__What is needed__
Starting with the first line, output the data exactly, through to the last line.

__Dataset extract__

◆ ◆ ◆ ◆

PR #1521, opened 2026-09-02
feat(dashboard): Render graphics with Spleen

MathurAditya724:
The Sixel dashboard renderer now embeds Spleen 8x16 glyphs instead of Cozette, while retaining the current terminal-cell scaling and dashboard box, block, and sparkline coverage. The packaged third-party notice now carries Spleen's BSD-2-Clause attribution.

◆ ◆ ◆ ◆

__Answer box__
PR #1521, opened 2026-09-02
feat(dashboard): Render graphics with Spleen

MathurAditya724:
The Sixel dashboard renderer now embeds Spleen 8x16 glyphs instead of Cozette, while retaining the current terminal-cell scaling and dashboard box, block, and sparkline coverage. The packaged third-party notice now carries Spleen's BSD-2-Clause attribution.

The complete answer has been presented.